The Genome Aggregation Database (gnomAD) is a resource developed by an international coalition of investigators, with the goal of aggregating and harmonizing both exome and genome sequencing data from a wide variety of large-scale sequencing projects, and making summary data available for the wider scientific community. The data set provided on this website spans 125,748 exome sequences and 15,708 whole-genome sequences from unrelated individuals sequenced as part of various disease-specific and population genetic studies.
OMNI is a powerful browser that harmonizes knowledge, functional significance, population prevalence and available literature at the single nucleotide level. OMNI aims at providing access to the latest scores and tools of AI: machine learning, deep learning and natural language processing. This browser currently uses the genome assembly GRCh37 (hg19) from Genome Reference Consortium.

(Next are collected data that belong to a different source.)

PR #912, opened 2021-11-24
Fix: Changed VOC[maxValue:5000], for support WirenBoard MSW sensors

Tehnologus:

* The system does not support a VOC value greater than 1000. We use WirenBoard MSW sensors, which shows VOC from 0 to 5000. Sensor information: https://wirenboard.com/wiki/WB-MSW_v.3_Modbus_Sensor/en

## :bulb: Proposed solution

* Change maxValue for VOC to 5000

### Testing

* Values in HomeKit on iPhone are shown correctly

### DIFF
--- a/src/lib/definitions/CharacteristicDefinitions.ts
+++ b/src/lib/definitions/CharacteristicDefinitions.ts
@@ -4846,7 +4846,7 @@ export class VOCDensity extends Characteristic {
       format: Formats.FLOAT,
       perms: [Perms.NOTIFY, Perms.PAIRED_READ],
       minValue: 0,
-      maxValue: 1000,
+      maxValue: 5000,
       minStep: 1,
     });
     this.value = this.getDefaultValue();


Shaquu:
I guess it is 1000 as it is specified like that in HAP Specification.
You can always change max value using props. No need to change source code.

Tehnologus:
> I guess it is 1000 as it is specified like that in HAP Specification. You can always change max value using props. No need to change source code.

"9.35 CurrentTemperature" is also  that must be greater than "zero" in HAP Specification.
But negative temperatures are shown normally

NorthernMan54:
> > I guess it is 1000 as it is specified like that in HAP Specification. You can always change max value using props. No need to change source code.
> 
> "9.35 CurrentTemperature" is also that must be greater than "zero" in HAP Specification. But negative temperatures are shown normally

And we change the minimum value using props in our code.

https://github.com/NorthernMan54/homebridge-tasmota/blob/87542fe850695317dfce2b7e550753c805d8dc55/src/tasmotaSensorService.ts#L50

Shaquu:
> > I guess it is 1000 as it is specified like that in HAP Specification. You can always change max value using props. No need to change source code.
> 
> 
> 
> "9.35 CurrentTemperature" is also  that must be greater than "zero" in HAP Specification.
> 
> But negative temperatures are shown normally
> 
> 

Do not feel discouraged.
Next time before you open PR is worth to ask around :) Maybe it can be solved without new release.

PR #918, opened 2021-12-30
New advertiser: Avahi/D-Bus API

adriancable:

HAP-NodeJS currently doesn't work on some set-ups ('No Response'!) due to some router bugs:

- Example: Arris G36 won't forward IPv4 multicast between wired and wireless interfaces. Bonjour-hap and Ciao advertisers won't advertise on IPv6. So you get no working advertisements if your HAP-NodeJS machine is connected via Ethernet instead of Wi-Fi.

HAP-NodeJS also currently doesn't work on other set-ups, for software-related reasons:

- Example: since on Linux Avahi is usually enabled by default, and HAP-NodeJS usually runs after Avahi, it cannot listen for unicast requests on 5353 even with SO_REUSEADDR. There are at least some routers which (even though they shouldn't) recreate multicast packets directed to a multicast group as unicast packets which are sent to connected devices joined to that group. Example: Arris RAC2V1A. So you get no working advertisements.

HAP-NodeJS a very long time ago used node-mdns as an advertiser which uses the Avahi Bonjour compatibility API, but:

- This required node-gyp to build as it used C/C++ modules, so it didn't work on some platforms
- The Bonjour compatibility API wasn't ever fully implemented, and throws up all sorts of warnings when you try to use it
- The Bonjour compatibility library was optional and some systems with otherwise complete Avahi don't have it

Also:

- Avahi has circa 10000X+ the user base of bonjour-hap/ciao and so probably has 10000X+ the hours of testing and therefore broader compatibility in general 

## :bulb: Proposed solution

Added a 3rd advertiser (in addition to, not replacing, bonjour-hap and ciao) which talks to Avahi over the D-Bus API. Because it's pure JavaScript (no node-gyp) it works on any system with Avahi/D-Bus. If there is no Avahi/D-Bus on the system just don't use it, and continue with ciao or bonjour-hap 'según el gusto'.

### Testing

Not done a lot. Seems to work on Linux! Tested IPv6 announcements, and they work.

### DIFF
--- a/src/lib/Accessory.ts
+++ b/src/lib/Accessory.ts
@@ -1224,7 +1224,6 @@ export class Accessory extends EventEmitter {
         });
         break;
       case MDNSAdvertiser.AVAHI:
-        // noinspection JSDeprecatedSymbols
         this._advertiser = new AvahiAdvertiser(this._accessoryInfo);
         break;
       default:
--- a/src/lib/Accessory.ts
+++ b/src/lib/Accessory.ts
@@ -29,7 +29,7 @@ import {
   VoidCallback,
   WithUUID,
 } from '../types';
-import { Advertiser, AdvertiserEvent, BonjourHAPAdvertiser, CiaoAdvertiser } from './Advertiser';
+import { Advertiser, AdvertiserEvent, BonjourHAPAdvertiser, CiaoAdvertiser, AvahiAdvertiser } from './Advertiser';
 // noinspection JSDeprecatedSymbols
 import { LegacyCameraSource, LegacyCameraSourceAdapter, StreamController } from './camera';
 import {
@@ -277,6 +277,10 @@ export const enum MDNSAdvertiser {
    * Use the `bonjour-hap` module as advertiser.
    */
   BONJOUR = "bonjour-hap",
+  /**
+   * Use Avahi/D-Bus as advertiser.
+   */
+  AVAHI = "avahi",
 }
 
 export type AccessoryCharacteristicChange = ServiceCharacteristicChange &  {
@@ -1218,6 +1222,10 @@ export class Accessory extends EventEmitter {
           restrictedAddresses: parsed.serviceRestrictedAddress,
           disabledIpv6: parsed.serviceDisableIpv6,
         });
+        break;
+      case MDNSAdvertiser.AVAHI:
+        // noinspection JSDeprecatedSymbols
+        this._advertiser = new AvahiAdvertiser(this._accessoryInfo);
         break;
       default:
         throw new Error("Unsupported advertiser setting: '" + info.advertiser + "'");
--- a/src/lib/Advertiser.ts
+++ b/src/lib/Advertiser.ts
@@ -264,7 +264,7 @@ export class BonjourHAPAdvertiser extends EventEmitter implements Advertiser {
 }
 
 /**
- * Advertiser based on the Avahi D-Bus library.
+ * Advertiser based on the Avahi D-Bus library. For (very crappy) docs on the interface, see the XML files at: https://github.com/lathiat/avahi/tree/master/avahi-daemon
  */
 export class AvahiAdvertiser extends EventEmitter implements Advertiser {
   private readonly accessoryInfo: AccessoryInfo;
@@ -274,7 +274,6 @@ export class AvahiAdvertiser extends EventEmitter implements Advertiser {
 
   private bus: any;
   private path: string = '';
-  private destroyed: boolean = false;
 
   constructor(accessoryInfo: AccessoryInfo) {
     super();
@@ -302,7 +301,6 @@ export class AvahiAdvertiser extends EventEmitter implements Advertiser {
   }
 
   public async startAdvertising(): Promise<void> {
-    assert(!this.destroyed, "Can't advertise on a destroyed Avahi instance!");
     if (this.port == undefined) {
       throw new Error("Tried starting Avahi advertisement without initializing port!");
     }
@@ -316,7 +314,6 @@ export class AvahiAdvertiser extends EventEmitter implements Advertiser {
 
   public async updateAdvertisement(silent?: boolean): Promise<void> {
     if (this.path) {
-      let txt = Object.entries(CiaoAdvertiser.createTxt(this.accessoryInfo, this.setupHash)).map(el => Buffer.from(el[0] + '=' + el[1]));
       await this.avahiInvoke(this.path, 'EntryGroup', 'UpdateServiceTxt', { body: [-1, -1, 0, this.accessoryInfo.displayName, '_hap._tcp', '', this.createTxt()], signature: 'iiusssaay' });
     }
   }
--- a/src/lib/Advertiser.ts
+++ b/src/lib/Advertiser.ts
@@ -12,6 +12,7 @@ import assert from "assert";
 import bonjour, { BonjourHAP, BonjourHAPService, MulticastOptions } from "bonjour-hap";
 import crypto from 'crypto';
 import createDebug from "debug";
+import dbus from 'dbus-native';
 import { EventEmitter } from "events";
 import { AccessoryInfo } from './model/AccessoryInfo';
 import { PromiseTimeout } from "./util/promise-utils";
@@ -262,3 +263,68 @@ export class BonjourHAPAdvertiser extends EventEmitter implements Advertiser {
 
 }
 
+/**
+ * Advertiser based on the Avahi D-Bus library.
+ */
+export class AvahiAdvertiser extends EventEmitter implements Advertiser {
+  private readonly accessoryInfo: AccessoryInfo;
+  private readonly setupHash: string;
+
+  private port?: number;
+
+  private bus: any;
+  private path: string = '';
+  private destroyed: boolean = false;
+
+  constructor(accessoryInfo: AccessoryInfo) {
+    super();
+    this.accessoryInfo = accessoryInfo;
+    this.setupHash = CiaoAdvertiser.computeSetupHash(accessoryInfo);
+
+    this.bus = dbus.systemBus();
+
+    console.log(`Preparing Advertiser for '${this.accessoryInfo.displayName}' using Avahi backend!`);
+  }
+
+  private avahiInvoke(path: string, dbusInterface: string, member: string, others?: any): Promise<any> {
+    return new Promise((resolve, reject) => {
+      let command = { destination: 'org.freedesktop.Avahi', path, interface: 'org.freedesktop.Avahi.' + dbusInterface, member, ...(others || {}) };
+      this.bus.invoke(command, (err: any, result: any) => err ? reject(err) : resolve(result));
+    });
+  }
+
+  private createTxt(): Array<Buffer> {
+    return Object.entries(CiaoAdvertiser.createTxt(this.accessoryInfo, this.setupHash)).map((el: Array<string>) => Buffer.from(el[0] + '=' + el[1]));
+  }
+
+  public initPort(port: number): void {
+    this.port = port;
+  }
+
+  public async startAdvertising(): Promise<void> {
+    assert(!this.destroyed, "Can't advertise on a destroyed Avahi instance!");
+    if (this.port == undefined) {
+      throw new Error("Tried starting Avahi advertisement without initializing port!");
+    }
+
+    console.log(`Starting to advertise '${this.accessoryInfo.displayName}' using Avahi backend!`);
+
+    this.path = await this.avahiInvoke('/', 'Server', 'EntryGroupNew') as string;
+    await this.avahiInvoke(this.path, 'EntryGroup', 'AddService', { body: [-1, -1, 0, this.accessoryInfo.displayName, '_hap._tcp', '', '', this.port, this.createTxt()], signature: 'iiussssqaay' });
+    await this.avahiInvoke(this.path, 'EntryGroup', 'Commit');
+  }
+
+  public async updateAdvertisement(silent?: boolean): Promise<void> {
+    if (this.path) {
+      let txt = Object.entries(CiaoAdvertiser.createTxt(this.accessoryInfo, this.setupHash)).map(el => Buffer.from(el[0] + '=' + el[1]));
+      await this.avahiInvoke(this.path, 'EntryGroup', 'UpdateServiceTxt', { body: [-1, -1, 0, this.accessoryInfo.displayName, '_hap._tcp', '', this.createTxt()], signature: 'iiusssaay' });
+    }
+  }
+
+  public async destroy(): Promise<void> {
+    if (this.path) {
+      await this.avahiInvoke(this.path, 'EntryGroup', 'Free');
+      this.path = '';
+    }
+  }
+}
--- a/package-lock.json
+++ b/package-lock.json
@@ -11,6 +11,7 @@
       "dependencies": {
         "@homebridge/ciao": "~1.1.3",
         "bonjour-hap": "~3.6.3",
+        "dbus-native": "^0.4.0",
         "debug": "^4.3.2",
         "fast-srp-hap": "2.0.4",
         "futoin-hkdf": "~1.4.2",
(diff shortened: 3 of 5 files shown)


src/lib/Advertiser.ts
```diff
@@ -262,3 +263,68 @@ export class BonjourHAPAdvertiser extends EventEmitter implements Advertiser {
...
+  private createTxt(): Array<Buffer> {
+    return Object.entries(CiaoAdvertiser.createTxt(this.accessoryInfo, this.setupHash)).map((el: Array<string>) => Buffer.from(el[0] + '=' + el[1]));
+  }
+
+  public initPort(port: number): void {
+    this.port = port;
+  }
+
+  public async startAdvertising(): Promise<void> {
+    assert(!this.destroyed, "Can't advertise on a destroyed Avahi instance!");
```
Supereg, line 305: `destroyed` property is never set.

src/lib/Accessory.ts
```diff
@@ -1219,6 +1223,10 @@ export class Accessory extends EventEmitter {
           disabledIpv6: parsed.serviceDisableIpv6,
         });
         break;
+      case MDNSAdvertiser.AVAHI:
+        // noinspection JSDeprecatedSymbols
```
Supereg, line 1227: I think this command can be removed.

src/lib/Advertiser.ts
```diff
@@ -262,3 +263,68 @@ export class BonjourHAPAdvertiser extends EventEmitter implements Advertiser {
...
+  public async updateAdvertisement(silent?: boolean): Promise<void> {
+    if (this.path) {
+      let txt = Object.entries(CiaoAdvertiser.createTxt(this.accessoryInfo, this.setupHash)).map(el => Buffer.from(el[0] + '=' + el[1]));
+      await this.avahiInvoke(this.path, 'EntryGroup', 'UpdateServiceTxt', { body: [-1, -1, 0, this.accessoryInfo.displayName, '_hap._tcp', '', this.createTxt()], signature: 'iiusssaay' });
+    }
+  }
+
+  public async destroy(): Promise<void> {
+    if (this.path) {
+      await this.avahiInvoke(this.path, 'EntryGroup', 'Free');
```
Supereg, line 326: I'm not entirely familiar with the dbus interface. Will the advertisement be removed when the application exists non-gracefully, or will the advertisement turn into an orphan?

src/lib/Advertiser.ts
```diff
@@ -262,3 +263,68 @@ export class BonjourHAPAdvertiser extends EventEmitter implements Advertiser {
 
 }
 
+/**
+ * Advertiser based on the Avahi D-Bus library.
```
Supereg, line 267: Would you mind linking to some resource where the D-Bus interface of avahi is documented?

Supereg (commented):
Thanks for you contribution. Especially for taking the time to illustrate the situation around mdns advertising with HAP-NodeJS. 🚀 

I very much like the idea of getting back to interface with "standard" mdns implementations. This was and is a reoccurring pain point of HAP-NodeJS. Having a way to interface with avahi in a non-complex way is definitely a huge win 🎉 

I know this is not part of the PR, but is there an easy way of checking if dbus and avahi is available on the currently running platform?

On a similar topic, I already though about interfacing with `mDNSResponder` on macOS. To my knowledge, the easiest approach would be to interface via the `dns-sd` CLI. Though, doing txt updates isn't really possible without completely readvertising, but that might be a sensible addition for the future as well.

src/lib/Advertiser.ts
adriancable: Oops! I'll remove this assert. Unlike with the other advertisers, it's fine to destroy and then startAdvertising again after if you wish with Avahi/D-Bus.

src/lib/Accessory.ts
adriancable: OK!

src/lib/Advertiser.ts
adriancable: Yes, that's right. Communication with D-Bus is over a fd which gets closed when the process exits for any reason. Avahi automatically removes the advertisement when the fd is closed.

src/lib/Advertiser.ts
adriancable: I'll add a link to what I used, which is the XML files in the Avahi repository. I couldn't find any decent docs for Avahi's D-Bus interface, so it was a bit of trial and error.

adriancable:
> I know this is not part of the PR, but is there an easy way of checking if dbus and avahi is available on the currently running platform?

Yes. If D-Bus is not available, then this line will throw an exception (tested on my Mac which *can* have D-Bus but does not have it installed):

`this.bus = dbus.systemBus();`

I can easily catch this, but not sure what the right way of dealing with it is. (in the sense of what would "fit in" best with the rest of HAP-NodeJS's operation)

If D-Bus is available but Avahi is not, then the avahiInvoke calls *should* throw an exception. (hard for me to test this)

src/lib/Advertiser.ts
Supereg: Ah perfect 👍 Good to hear that this is reliable.

src/lib/Advertiser.ts
Supereg: Thanks. 🎉

Supereg:
> > I know this is not part of the PR, but is there an easy way of checking if dbus and avahi is available on the currently running platform?
> 
> Yes. If D-Bus is not available, then this line will throw an exception (tested on my Mac which _can_ have D-Bus but does not have it installed):
> 
> `this.bus = dbus.systemBus();`
> 
> I can easily catch this, but not sure what the right way of dealing with it is. (in the sense of what would "fit in" best with the rest of HAP-NodeJS's operation)
> 
> If D-Bus is available but Avahi is not, then the avahiInvoke calls _should_ throw an exception. (hard for me to test this)

Okay good to know. I think it is fine if we keep the "auto configuration" separate from this PR for now.

> If D-Bus is available but Avahi is not, then the avahiInvoke calls _should_ throw an exception. (hard for me to test this)

I think the easiest way to test this, is to boot into a barebones docker container. Those typically ship without avahi.

adriancable:
> I think the easiest way to test this, is to boot into a barebones docker container. Those typically ship without avahi.

Even easier is probably just to `systemctl stop avahi-daemon`!

Supereg (approved):
🚀

Supereg:
The PR is live with 0.10.0-beta.4

ebaauw:
Thank you both!  I’ll be testing this on my Raspberry Pi installations.  Looking good so far (in Discovery app) on a test installation with five child bridges.

ebaauw:
Hm, getting a fatal error on Raspberry Pi Zero:
```
Dec 31 06:14:40] [31/12/2021, 06:14:40] [HB Supervisor] Restarting Homebridge...
[Dec 31 06:14:40] [31/12/2021, 06:14:40] [HB Supervisor] Starting Homebridge with extra flags: -T -D
[Dec 31 06:14:40] [31/12/2021, 06:14:40] [HB Supervisor] Starting Homebridge with custom env: {"NODE_OPTIONS":"--trace-warnings"}
[Dec 31 06:14:40] [31/12/2021, 06:14:40] [HB Supervisor] Started Homebridge v1.4.0-beta.1 with PID: 32243
[Dec 31 06:14:56] #
[Dec 31 06:14:56] # Fatal error in , line 0
[Dec 31 06:14:56] # Liftoff bailout should not happen. Cause: Armv6 not supported
[Dec 31 06:14:56] #
[Dec 31 06:14:56] #
[Dec 31 06:14:56] #
[Dec 31 06:14:56] #FailureMessage Object: 0xb49faf50
[Dec 31 06:14:57] [31/12/2021, 06:14:57] [HB Supervisor] Homebridge Process Ended. Code: null, Signal: SIGTRAP
```
I also though I saw `node-gyp` being invoked while installing the Homebridge beta?

donavanbecker:
> The PR is live with 0.10.0-beta.4
> 
> EDIT: live with homebridge v1.4.0-beta.0. The UI still needs to be updated to be able to configure the advertiser.

@oznu

donavanbecker:
getting the following on M1 Mac:

```
Error: connect ENOENT /var/run/dbus/system_bus_socket
    at PipeConnectWrap.afterConnect [as oncomplete] (node:net:1161:16)
```

ebaauw:
> I also though I saw `node-gyp` being invoked while installing the Homebridge beta?

Yes, looking at `htop`, while installing `es-abstract` after installing `hap-nodejs`.  I don’t think `npm` saved a log file, as the install (eventually) succeeds.  This is not the case for installing the `latest` version of Homebridge.

> Because it's pure JavaScript (no node-gyp) it works on any system with Avahi/D-Bus.

Apparently not?

ebaauw:
> getting the following on M1 Mac

That’s to be expected.  No dbus nor Avahi on Mac.  I hope only when setting `advertiser` to `avahi`?

donavanbecker:
> > getting the following on M1 Mac
> 
> That’s to be expected. No dbus nor Avahi on Mac. I hope only when setting `advertiser` to `avahi`?

yes.

adriancable:
> > Because it's pure JavaScript (no node-gyp) it works on any system with Avahi/D-Bus.
> 
> Apparently not?

`dbus-native` uses `abstract-socket` as an `optionalDependency`, which does use node-gyp. But as far as I can tell this is just to improve performance. If node-gyp isn't found or fails, everything still works. Alternatively, you can skip installing it using npm i --no-optional, node-gyp isn't called, and everything also still works.

oznu:
Looks good. I'm no where near a computer right not to actually test however.

Before this goes into a Homebridge releases I'd like to see auto-fallback to a valid advertiser if Avahi is not available on the system (assuming this is not already the case?), and the default to remain as Bonjour for existing installs for at least for the initial release, (I can make it so new installs have the advertiser set to Avahi if available).

adriancable:
> [Dec 31 06:14:56] # Liftoff bailout should not happen. Cause: Armv6 not supported

Are you using Node 17? ARMv6 is no longer fully supported. Please go back to Node 16 in this case.

ebaauw:
Node v16.13.1.  And `sudo npm -g i homebridge@beta --no-optional` still calls `node-gyp`.

adriancable:
> Node v16.13.1. And `sudo npm -g i homebridge@beta --no-optional` still calls `node-gyp`.

Try node --no-expose-wasm

Regarding calling node-gyp, which package is calling it? If it's `es-abstract` (you mentioned this earlier), that's a dependency of deep-equal which is a dependency of bonjour-hap, so not related to this PR.

ebaauw:
> Try node --no-expose-wasm

Running Homebridge or running `npm`?

> Regarding calling node-gyp, which package is calling it? If it's es-abstract (you mentioned this earlier), that's a dependency of deep-equal which is a dependency of bonjour-hap, so not related to this PR.

Not sure.  How can I force `npm` to keep a log on success.  It’s a dependency that’s introduced in the new beta, as `node-gyp` isn’t invoked when installing the `latest` version.

ebaauw:
On a positive note, the avahi/dbus advertiser seems to work fine on my Pi 4B servers, running 32-bit buster or bullseye.  I have the impression that Home on my iPad spends a little less time on updating the tiles than when using ciao.

Supereg:
> Looks good. I'm no where near a computer right not to actually test however.
> 
> Before this goes into a Homebridge releases I'd like to see auto-fallback to a valid advertiser if Avahi is not available on the system (assuming this is not already the case?), and the default to remain as Bonjour for existing installs for at least for the initial release, (I can make it so new installs have the advertiser set to Avahi if available).

@oznu as of now bonjour-hap is still the default and avahi has to be manually configured. I would give it a shot to implement the auto-default in hap-nodes next week. Not sure if this needs modifications then in the UI (apart from adding a new case) to properly display the default in the dropdown.

adriancable:
> > Try node --no-expose-wasm
> 
> Running Homebridge or running `npm`?

Running whatever it was that gave the ARMv6 error.

adriancable:
> **Edit** found the log, indeed it’s `abstract-socket`:

From some Googling, it appears that `npm --no-optional` is ignored if the package-lock.json was made without `--no-optional`. So this is probably why you're still seeing node-gyp running. Can you try deleting package-lock.json and then running `npm i --no-optional` again?

Also `npm i` will still succeed even if an optionalDependency can't install because of lack of node-gyp or similar. So I still think the way things are right now is fine ... `npm i` will still work to install HAP-NodeJS even if abstract-socket isn't supported on the platform. And, if it's a platform where abstract-socket isn't supported, probably Avahi/D-Bus isn't supported either, so in practice no issue.

ebaauw:
The issue is that the Homebridge beta crashes on a Pi Zero, before it’s even read config.json to find out which advertiser to use.  I only use the Pi Zero for testing, so I couldn’t care less, but there are people out there actually running Homebridge on an arm6.  This needs to be fixed before publishing a released version with the Avahi/D-Bus advertiser, or support for the arm6 needs to be dropped officially - again, I don’t care which; I’m just reporting what I encounter.  This is a standard installation as per the Wiki, and and I installed the beta through the UI.  I’m willing and able to try stuff on the command line, in order to analyse this issue, but this _is_ a real issue, in practice.

adriancable:
> The issue is that the Homebridge beta crashes on a Pi Zero, before it’s even read config.json to find out which advertiser to use. I only use the Pi Zero for testing, so I couldn’t care less, but there are people out there actually running Homebridge on an arm6. This needs to be fixed before publishing a released version with the Avahi/D-Bus advertiser, or support for the arm6 needs to be dropped officially - again, I don’t care which; I’m just reporting what I encounter. This is a standard installation as per the Wiki, and and I installed the beta through the UI. I’m willing and able to try stuff on the command line, in order to analyse this issue, but this _is_ a real issue, in practice.

I understand, but it's not clear how you came to the conclusion that the ARMv6 crash has something to do with the addition of the Avahi/D-Bus advertiser, and not some other dependency that's been updated in the Homebridge beta. In fact since your issue seems to come from using Homebridge, it isn't even clear that it's related to HAP-NodeJS at all. Can you share what info you have on this? Thanks!

bwp91:
> support for the arm6 needs to be dropped officially

i don’t think this could happen until at least april 2023 when homebridge *officially* drops support for node 14. unless i am getting my versions of node that support arm6 mixed up!

Supereg:
@ebaauw @adriancable Would be great if you could track it in a new, separate issue (tagged with `beta`).

ebaauw:
> but it's not clear how you came to the conclusion that the ARMv6 crash has something to do with the addition of the Avahi/D-Bus advertiser

I haven't.  I'm just reacting here as Andi mentioned the Homebridge beta here.

> Can you share what info you have on this?

I'm afaid, I already have.  Frankly, I have no idea who issues the messages, not who causes the SIGTRAP.  I'm not even sure if it's related to the invocation of `node-gyp`.  This is just another discrepancy I noticed.  Attached the `npm` log when installing the beta.
[2021-12-31T07_15_18_070Z-debug-0.log](https://github.com/homebridge/HAP-NodeJS/files/7796822/2021-12-31T07_15_18_070Z-debug-0.log)

ebaauw:
> Would be great if you could track it in a new, separate issue (tagged with beta).

In HAP-NodeJS or in Homebridge?

Supereg:
> > Would be great if you could track it in a new, separate issue (tagged with beta).
> 
> In HAP-NodeJS or in Homebridge?

HAP-NodeJS. Thanks!

ebaauw:
> Would be great if you could track it in a new, separate issue (tagged with beta).

@Supereg : https://github.com/homebridge/HAP-NodeJS/issues/919

> Try node --no-expose-wasm

@adriancable : That does the trick, see the issue. Does that mean the crash is related to `dbus-native`?

Again, on a positive note: I'm very happy with the PR, and it seems to run perfectly well on the Pi 4B.  As I mentioned above, I have a feeling Home is spending less time _Updating_ the tiles.

adriancable:
> > Try node --no-expose-wasm
> 
> @adriancable : That does the trick, see the issue. Does that mean the crash is related to `dbus-native`?

No, unfortunately, I don't have any ARMv6 platform to test. But Googling around, I read that Node is deprecating ARMv6 from 16.1 onwards, and at least for now this command line switch seems to disable the bits which break.

adriancable:
> Again, on a positive note: I'm very happy with the PR, and it seems to run perfectly well on the Pi 4B. As I mentioned above, I have a feeling Home is spending less time _Updating_ the tiles.

I also (independently) noticed the exact same thing. I am fairly sure the effect is real and not placebo. I wonder why this would be the case?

HaploReg is a tool for exploring annotations of the noncoding genome at variants on haplotype blocks, such as candidate regulatory SNPs at disease-associated loci. Using LD information from the 1000 Genomes Project, linked SNPs and small indels can be visualized along with chromatin state and protein binding annotation from the Roadmap Epigenomics and ENCODE projects, sequence conservation across mammals, the effect of SNPs on regulatory motifs, and the effect of SNPs on expression from eQTL studies.
GUAVA is a standalone GUI tool for the processing, analysis, and visualization of ATAC-seq data from raw sequencing reads to ATAC-seq signals. GUAVA can compare ATAC-seq signals from two conditions to identify genomic loci with differentially enriched ATAC-seq signals. Furthermore, GUAVA provides results on gene ontology and pathways analysis.